Penelitian akan dilakukan dengan cara memberikan kelas eksperimen dan

kelas kontrol dengan soal homogenitas. Soal tes awal bertujuan untuk mengetahui

homogenitas antara kelas eksperimen dengan kelas kontrol. Setelah mengetahui

tingkat homogenitas antara kelas IV SDN 3 Randulawang dan kelas IV SDN 2

42

Pelem diberikan pada kelas eksperimen yaitu dengan menerapkan pendekatan

Contextual Teaching and Learning melalui model pembelajaran kooperatif tipe

STAD dan kelas kontrol menggunakan pembelajaran konvensional.
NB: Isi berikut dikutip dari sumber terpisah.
PR #64, opened 2019-03-18
Extend functionality on inner product

manso92:
Some changes to make inner product more powerfull


fda/basis.py
```diff
@@ -19,6 +19,7 @@
 
 from . import grid
 from .functional_data import FData, _list_of_arrays
+from .lfd import Lfd
```
vnmabus: Although we have got used to the `Lfd` name, maybe you should try to coin a better class and module name for a future pull request. I should have mentioned it when you first added that class.

fda/basis.py
```diff
@@ -2034,18 +2035,63 @@ def times(self, other):
...
         if isinstance(other, Basis):
             other = other.to_basis()
 
-        inprodmat = [
-            scipy.integrate.quad(lambda x: self[i].evaluate([x]) * other[j].evaluate([x]),
-                                 self.domain_range[0][0], self.domain_range[0][1])[0]
-            for j in range(0, other.nsamples)
-            for i in range(0, self.nsamples)]
-        return numpy.array(inprodmat).reshape((self.nsamples, other.nsamples))
+        # TODO this will be used when lfd evaluation is ready
```
vnmabus: I hope you will address it in the future.

PR #65, opened 2019-03-23
Operations for fdatabasis objects

manso92:
A first approach to fdatabasis operations.
Operations are only between same basis or numbers.


fda/basis.py
```diff
@@ -2189,38 +2190,51 @@ def __getitem__(self, key):
 
         if isinstance(key, int):
             return self.copy(coefficients=self.coefficients[key:key + 1])
-
         else:
             return self.copy(coefficients=self.coefficients[key])
 
+    def plus_samples(self):
```
vnmabus: The name is not clear.

fda/basis.py
```diff
@@ -2189,38 +2190,51 @@ def __getitem__(self, key):
...
+        if isinstance(other, FDataBasis):
+            if self.basis != other.basis:
+                raise NotImplementedError
+            else:
+                return FDataBasis(self.basis.copy(),
+                                  self.coefficients + other.coefficients)
 
-        raise NotImplementedError
+        coefs = self.coefficients.copy()
+        coefs[:, 0] = self.coefficients[:, 0] + numpy.array(other)
```
vnmabus: We should check if `other` can be used as an `ndarray` and return `NotImplemented` otherwise.

fda/basis.py
```diff
@@ -2189,38 +2190,51 @@ def __getitem__(self, key):
...
-        raise NotImplementedError
+        return (-1 * self).__add__(other)
 
     def __mul__(self, other):
         """Multiplication for FDataBasis object."""
+        if isinstance(other, FDataBasis):
+            raise NotImplementedError
 
-        raise NotImplementedError
+        mult = numpy.atleast_2d(other).reshape(-1, 1)
```
vnmabus: Why the reshape?

manso92: Because a need a column vector to apply only on the first coordinate.

fda/basis.py
manso92: How can I check if an object is numpy arrayable?

vnmabus: Try the conversion and catch the possible exception.

skfda/basis.py
```diff
@@ -2208,7 +2208,10 @@ def __add__(self, other):
                                   self.coefficients + other.coefficients)
 
         coefs = self.coefficients.copy()
-        coefs[:, 0] = self.coefficients[:, 0] + numpy.array(other)
+        try:
+            coefs[:, 0] = self.coefficients[:, 0] + numpy.array(other)
+        except:
```
vnmabus: Catch ONLY the exception that is thrown in the conversion.

manso92: We talk that the conversion error will be thrown not caught.

The add mismatch will be treated as an exception

manso92:
Sounds really good. Working on it.

skfda/representation/basis.py
```diff
@@ -324,6 +324,42 @@ def _to_R(self):
...
+            coefs[:, 0] = coefs[:, 0] + other
+        except TypeError:
+            raise NotImplementedError
+
+        return self.copy(), coefs
+
+    def sub_same_basis(self, coefs1, coefs2):
+        return self.copy(), coefs1 - coefs2
+
+    def sub_costant(self, coefs, other):
```
vnmabus: Typo.

skfda/representation/basis.py
```diff
@@ -324,6 +324,42 @@ def _to_R(self):
     def inner_product(self, other):
         return numpy.transpose(other.inner_product(self.to_basis()))
 
+    def add_same_basis(self, coefs1, coefs2):
```
vnmabus: I think those methods should be private. There is no reason for users to mess with them.

skfda/representation/basis.py
```diff
@@ -324,6 +324,42 @@ def _to_R(self):
...
+        return self.copy(), coefs1 + coefs2
+
+    def add_costant(self, coefs, other):
+        coefs = coefs.copy()
+        other = numpy.array(other)
+        try:
+            coefs[:, 0] = coefs[:, 0] + other
+        except TypeError:
+            raise NotImplementedError
```
vnmabus: This should be converted to `return NotImplemented` in the FDataBasis operations. For efficiency, maybe you should return `NotImplemented` here to.

skfda/representation/basis.py
```diff
@@ -2196,22 +2244,32 @@ def __radd__(self, other):
...
     def __rsub__(self, other):
         """Right subtraction for FDataBasis object."""
-
-        raise NotImplementedError
+        return (self * -1).__add__(other)
 
     def __mul__(self, other):
         """Multiplication for FDataBasis object."""
+        if isinstance(other, FDataBasis):
+            raise NotImplementedError
```
vnmabus:
```suggestion
            return NotImplemented
```

skfda/representation/basis.py
```diff
@@ -2196,22 +2244,32 @@ def __radd__(self, other):
...
+        basis, coefs = self.basis.mul_costant(self.coefficients, other)
+
+        return self.copy(basis=basis, coefficients=coefs)
 
     def __rmul__(self, other):
         """Multiplication for FDataBasis object."""
-
         return self.__mul__(other)
 
     def __truediv__(self, other):
```
vnmabus: Should we allow division by constants too?

skfda/representation/basis.py
```diff
@@ -329,14 +329,14 @@ def _to_R(self):
     def inner_product(self, other):
         return numpy.transpose(other.inner_product(self.to_basis()))
 
-    def add_same_basis(self, coefs1, coefs2):
+    def _add_same_basis(self, coefs1, coefs2):
         return self.copy(), coefs1 + coefs2
 
-    def add_costant(self, coefs, other):
+    def _add_costant(self, coefs, constant):
```
vnmabus: Typo

skfda/representation/basis.py
vnmabus: This has not been addressed.

manso92:
'''
def sum_samples(self):	
        """Sums all the samples on the object to a single sample object"""	
        return self.copy(coefficients=numpy.sum(self.coefficients, axis=0))
'''

manso92:
This method is no longer necessary 
```python
    def sum_samples(self):	
        """Sums all the samples on the object to a single sample object"""	
        return self.copy(coefficients=numpy.sum(self.coefficients, axis=0))	

```
instead of using

```python
    fd = FDataBasis(...)
    fd.sum_samples()
```

you should use

```python
    fd = FDataBasis(...)
    sum(fd)
```

PR #68, opened 2019-04-07
Added len and iter methods

pablomm:
Proposal to allow iteration on the samples of the fdata objects

```python
for sample in fd:
   do_something(sample)
```

and 

```python
for i in range(len(fd)):
   do_something(fd[i])
```
This will allow unzip the objects too:
```python
a, b = fda.datasets.make_gaussian_process(n_samples=2)
```
Or with the * operator
```python
do_something(*fd)
```
With these changes some interactions with other objects will change
```python
fd = fda.datasets.make_gaussian_process(n_samples=2)
len([fd]) # Will return 1
len(list(fd)) # Now will return 2 
```


fda/functional_data.py
```diff
@@ -1011,4 +1011,15 @@ def __truediv__(self, other):
     def __rtruediv__(self, other):
         """Right division for FData object."""
 
-        pass
\ No newline at end of file
+        pass
+
+    def __iter__(self):
```
vnmabus: I though that we already had the iteration, as we implement `__getitem__`. Is it not true?

pablomm: Yes, it could be iterated, but the result is an infinite loop.
```python
for sample in fd: # fd without __iter__
   do_something(sample) # Infinite loop
```
And the objects cannot be unzipped.

Without `__len__` the iteration works well, but I like the syntax `len(fd)`.

PR #73, opened 2019-04-08
Fixed problem with colors

### LINKED ISSUE #72: Problem with colors when are rgb tuples
The following example crashed due to the use of numpy array to store the colors added in #66
https://github.com/GAA-UAM/fda/blob/940caa755e40cf26395e22a772806cba3ff18fd7/examples/plot_pairwise_alignment.py#L126-L133

pablomm:
Closes #72.
Lists used to store the colors instead of numpy arrays.

### DIFF
--- a/fda/functional_data.py
+++ b/fda/functional_data.py
@@ -930,13 +930,11 @@ class FData(ABC):
         else:
 
             if 'color' in kwargs:
-                sample_colors = np.asarray(
-                    kwargs.get("color")).repeat(self.nsamples)
+                sample_colors = self.nsamples * [kwargs.get("color")]
                 kwargs.pop('color')
 
             elif 'c' in kwargs:
-                sample_colors = np.asarray(
-                    kwargs.get("c")).repeat(self.nsamples)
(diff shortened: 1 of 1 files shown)


fda/functional_data.py
```diff
@@ -930,13 +930,11 @@ def plot(self, chart=None, *, derivative=0, fig=None, ax=None, nrows=None,
...
+                sample_colors = self.nsamples * [kwargs.get("color")]
                 kwargs.pop('color')
 
             elif 'c' in kwargs:
-                sample_colors = np.asarray(
-                    kwargs.get("c")).repeat(self.nsamples)
+                sample_colors = self.nsamples * [kwargs.get("color")]
                 kwargs.pop('c')
 
             else:
```
vnmabus: What about the else?

pablomm: I only made the minimal changes to fix the bug.
As far I know the else won't crash for the type of color. I think that this block of code should be rewrite using a generator and maybe moved to a plotting module.

PR #80, opened 2019-04-19
Feature/fix cython build

### LINKED ISSUE #78: ImportError running test cases
Hi developer,

Sorry if my question is more like seeking help rather than contributing to the package development. I am trying to run your fda package locally while I could not build it successfully by running into:
**ImportError: dynamic module does not define module export function (PyInit_optimum_reparam_extension)**,  and error: 
**import optimum_reparam_extension**.
I wish this package performs similar function as the fda package in R. I am brand new to Github, so all I did after downloading the source code from Github using "git" command is installing all the requirements in requirements.txt and building the project by running "**python3 setup.py <operations>**". For <operations>, I ran "build", "install", "bdist" and "check". If it ever helps, I am using Python 3.6.4 on a Mac Mojave 10.14. It would be more than great to get your help on where might be going wrong. I indeed have no idea if I should expect this "optimum_reparam_extension" file to be originally in your package, or it should be something generated after I build it myself. Great many thanks!

pablomm:
Changes to fix problem with Cython in some osX distributions. Closes #78.

### DIFF
--- a/deps/fdasrsf/optimum_reparam.pyx
+++ b/deps/fdasrsf/optimum_reparam.pyx
@@ -1,4 +1,5 @@
-# cython: language_level=3
+#!python
+#cython: language_level=3
 
 
 # Original code developed by J. Derek Tucker.
@@ -52,7 +53,7 @@ def coptimum_reparam_n(np.ndarray[double, ndim=1, mode="c"] mq,
     sizes = np.zeros(N, dtype=np.int32)
     Go = np.zeros((M, N))
     To = np.zeros((M, N))
-    for k in xrange(0, N):
+    for k in range(0, N):
         qi = q[:, k] / norm(q[:, k])
         qi = np.ascontiguousarray(qi)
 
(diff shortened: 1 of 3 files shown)


deps/fdasrsf/optimum_reparam.pyx
```diff
@@ -1,4 +1,5 @@
-# cython: language_level=3
+#!python
```
vnmabus: Why the shebang? And why Python?

deps/fdasrsf/optimum_reparam.pyx
```diff
@@ -52,7 +53,7 @@ def coptimum_reparam_n(np.ndarray[double, ndim=1, mode="c"] mq,
     sizes = np.zeros(N, dtype=np.int32)
     Go = np.zeros((M, N))
     To = np.zeros((M, N))
-    for k in xrange(0, N):
```
vnmabus: How did that work for you, when you changed the language level to 3?

pablomm: I suppose that xrange it is supported for cython in python 3. I changed it to be consistent with the python3 style (It's just speculation).

deps/fdasrsf/optimum_reparam.pyx
pablomm: Looking for solutions to #78 I saw a cython code with the same problem and the code fixed had this shebang.
The problem was because the extension and the .pyx file had a different name, doesn't change anything, but I preferred not to change it just in case.

PR #85, opened 2019-04-23
Cython as dependency

### LINKED ISSUE #83: Add Cython as a dependency
Cython should be a dependency. [Here](https://stackoverflow.com/questions/18023546/marking-cython-as-a-build-dependency) says how to do that.

pablomm:
Closes #83.


pablomm:
@vnmabus, the cython dependency should be in `requirements.txt`?

https://github.com/GAA-UAM/fda/blob/749c8b89a7801f854fcd5e141351ea9767237a25/requirements.txt#L5

vnmabus:
Closed as #86 solves the same problem.

PR #93, opened 2019-05-03
clustering functionality

amandaher:
Algorithms Kmeans and FuzzyKMeans implemented in two classes  named as written with the same paren class, ClusteringData.


skfda/clustering.py
```diff
@@ -0,0 +1,1180 @@
...
+import matplotlib.patches as mpatches
+from matplotlib.ticker import MaxNLocator
+import random
+from abc import ABC, abstractmethod
+
+__author__ = "Amanda Hernando Bernabé"
+__email__ = "amanda.hernando@estudiante.uam.es"
+
+
+class ClusteringData(ABC):
```
vnmabus: I would change the name, as this ABC is only for K-means and Fuzzy K-means, and not for other algorithms, such as Hierarchical clustering.

skfda/clustering.py
```diff
@@ -0,0 +1,1180 @@
...
+    @property
+    def fdatagrid(self):
+        return self._fdatagrid
+
+    @property
+    def n_clusters(self):
+        return self._n_clusters
+
+    @property
+    def init(self):
```
vnmabus: This name is very confusing.

skfda/clustering.py
```diff
@@ -0,0 +1,1180 @@
...
+        if max_iter < 1:
+            raise ValueError(
+                "The number of iterations must be greater than 0.")
+
+        self._max_iter = max_iter
+        self._random_state = random_state
+        self._p = p
+
+    @property
+    def fdatagrid(self):
```
vnmabus: I would not store the data.

skfda/clustering.py
```diff
@@ -0,0 +1,1180 @@
...
+__email__ = "amanda.hernando@estudiante.uam.es"
+
+
+class ClusteringData(ABC):
+    """Base class to implement clustering algorithms.
+
+    Class from which both :class:`K-Means <fda.clustering.KMeans>` and
+    :class:`Fuzzy K-Means <fda.clustering.FuzzyKMeans>` classes inherit."""
+
+    def __init__(self, max_iter, random_state, p):
```
vnmabus: Please, check all estimators with the utilities explained in https://scikit-learn.org/stable/developers/contributing.html#rolling-your-own-estimator, because I am not sure that you are following all the scikit-learn conventions.

skfda/clustering.py
```diff
@@ -0,0 +1,1180 @@
...
+        """Sets the arguments *max_iter* and *random_state* and *p*.
+
+        Args:
+            max_iter (int): Maximum number of iterations of the clustering
+                algorithm.
+            random_state (int, RandomState instance or None): Defaults to 0.
+                Determines random number generation for centroid initialization.
+                Use an int to make the randomness deterministic. See Glossary.
+                https://scikit-learn.org/stable/glossary.html#term-random-state
+            p (int): Identifies the p-norm used to calculate the distance
```
vnmabus: I would allow an arbitrary metric.

skfda/clustering.py
```diff
@@ -0,0 +1,1180 @@
...
+                "The number of observations must be greater than 1.")
+
+        if n_clusters < 2:
+            raise ValueError(
+                "The number of clusters must be greater than 1.")
+
+        if init is not None and init.shape != (
+                fdatagrid.ndim_image, n_clusters, fdatagrid.ncol):
+            raise ValueError(
+                "The init ndarray should be of shape (ndim_image, n_clusters, n_features) "
```
vnmabus: Why this shape? I would expect that a fdatagrid is received, with as many observations as clusters.

skfda/clustering.py
```diff
@@ -0,0 +1,1180 @@
...
+        """
+        comparison = True
+        random_state_aux = self.random_state
+        while comparison:
+            random.seed(a=random_state_aux)
+            indices = random.sample(range(fdatagrid.nsamples), n_clusters)
+            centers = data_matrix[indices]
+            comparison = np.asarray([(centers[i] == centers).all()
+                                     for i in range(n_clusters)]).sum()
+            random_state_aux += 1
```
vnmabus: Can this be done for RandomState objects?

skfda/clustering.py
```diff
@@ -0,0 +1,1180 @@
...
+            n_clusters (int): Number of groups into which the samples are
+                classified.
+
+        Returns:
+            centers (ndarray): initial centers
+        """
+        comparison = True
+        random_state_aux = self.random_state
+        while comparison:
+            random.seed(a=random_state_aux)
```
vnmabus: Do NOT change global state in a library.

skfda/clustering.py
```diff
@@ -0,0 +1,1180 @@
...
+            indices = random.sample(range(fdatagrid.nsamples), n_clusters)
+            centers = data_matrix[indices]
+            comparison = np.asarray([(centers[i] == centers).all()
```
vnmabus: What are you trying to do?

skfda/clustering.py
amandaher: The idea is that if other algorithms were implemented, they could inherit from this class too.

skfda/clustering.py
amandaher: It is the name used in sklearn Kmeans class.

skfda/clustering.py
amandaher: An array with as many observations as clusters is expected, but ndim_image times. There should be the possibility to initialize different centroids for each dimension of the image.
I could change it to expect an fdatagrid, in that case, its data_matrix should be of the shape (n_clusters, n_features, ndim_image).

skfda/clustering.py
amandaher: I am using the random module to calculate the initial centroids randomly. If I used numpy random module would it be fine? The code would be:
```
    def _random_initialization_centers(self, data_matrix, fdatagrid,  n_clusters):
        comparison = True
        random_state_aux = self.random_state
        while comparison:
            np.random.seed(a=random_state_aux)
            indices = np.random.choice(fdatagrid.nsamples, n_clusters, replace=False)
            centers = data_matrix[indices]
            comparison = np.asarray([(centers[i] == centers).all()
                                     for i in range(n_clusters)]).sum()
            random_state_aux += 1

        return centers
```
If we want to obtain the same centroids, that is, reproduce the same result, the random seed must be customized since the numpy.random functions do not accept the seed as a parameter.

skfda/clustering.py
amandaher: I was trying to see that the centers were unique, thus, there were not repeated centroids but it is wrong.
Changed.

skfda/clustering.py
vnmabus: But not all clustering algorithms need those arguments.

skfda/clustering.py
vnmabus: In this case, I guess it is ok, for compatibility.

skfda/clustering.py
vnmabus: I think a FDataGrid is better. Maybe you can allow an automatic conversion from an array, but the shape should be the same as the FDataGrid.

skfda/clustering.py
amandaher: If the new code is the proposed in the below question, the parameter of the class would only accept random_seed, which in that case, it is an Int.

skfda/clustering.py
vnmabus: No, the key is making a RandomState object, which has the necessary methods (https://docs.scipy.org/doc/numpy/reference/generated/numpy.random.RandomState.html). You can use as an example the code for the synthetic dataset generation: https://github.com/GAA-UAM/scikit-fda/blob/a7f32d156468b5ff21f70565be5fd9bcbab68ee2/skfda/datasets/_samples_generators.py#L35-L54

amandaher: https://scikit-learn.org/stable/modules/generated/sklearn.utils.check_random_state.html It says that it returns a new RandomState that it is what I am doing.

vnmabus: The user should be able to provide a seed, a RandomState object or None. That is why we use `sklearn.utils.check_random_state`.

skfda/clustering.py
pablomm: Should `ClusteringData`  inherit from the sklearn classes `BaseEstimator`, `ClusterMixin` and `TransformerMixin`?

https://github.com/scikit-learn/scikit-learn/blob/7b136e92acf49d46251479b75c88cba632de1937/sklearn/cluster/k_means_.py#L771
https://github.com/scikit-learn/scikit-learn/blob/7b136e92acf49d46251479b75c88cba632de1937/sklearn/base.py

vnmabus: I think so.

skfda/clustering.py
amandaher: I have used `check_estimator` to see if the implemented estimators `KMeans` and `FuzzyKMeans` pass the test. It fails in both cases because the first parameter of the `fit` function expects a numpy.ndarray instead of an FDataGrid object., and in my opinion it should be like this.

PR #99, opened 2019-05-14
Derivative

manso92:
Exact derivative for fdatabasis objects


skfda/representation/basis.py
```diff
@@ -331,7 +335,9 @@ def __repr__(self):
 
     def __eq__(self, other):
         """Equality of Basis"""
-        return type(self) == type(other) and _same_domain(self.domain_range, other.domain_range) and self.nbasis == other.nbasis
+        return (type(self) == type(other)
```
vnmabus: This will have to be overridden when you implement the custom basis for FPCA, right?

skfda/representation/basis.py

Kedua kelas diberikan soal yang sama yaitu soal tes untuk mengukur tingkat

pemahaman mereka terhadap pembelajaran.

2.4 Hipotesis Peneliti

Berdasarkan rumusan masalah maka dapat dirumuskan hipotesis tindakan

yaitu diduga ada perbedaan efektivitas yang signifikan antara pendekatan

Contextual Teaching and Learning melalui model pembelajaran kooperatif tipe

STAD dan pembelajaran konvensional pada hasil belajar mata pelajaran IPA kelas

IV Semester II di SD Imbas Gugus Pangeran Diponegoro Tahun Pelajaran

2011/2012.

Berikut ini adalah rincian rumusan hipotesis dalam penelitian ini:

H0 : tidak ada perbedaan efektivitas yang signifikan pendekatan Contextual

Teaching and Learning melalui model pembelajaran kooperatif tipe STAD

dengan pembelajaran konvensional.

Ha : ada perbedaan efektivitas yang signifikan antara pendekatan Contextual

Teaching and Learning melalui model pembelajaran kooperatif tipe STAD

dengan pembelajaran konvensional.

Secara sistematis dapat dirumuskan sebagai berikut:

H0 = OX1 = OX2

Ha = OX1 ≠ OX2

Keterangan:

OX1 = Hasil pembelajaran pendekatan Contextual Teaching and Learning melalui

model pembelajaran kooperatif tipe STAD.

OX2 = Hasil pembelajaran pembelajaran konvensional.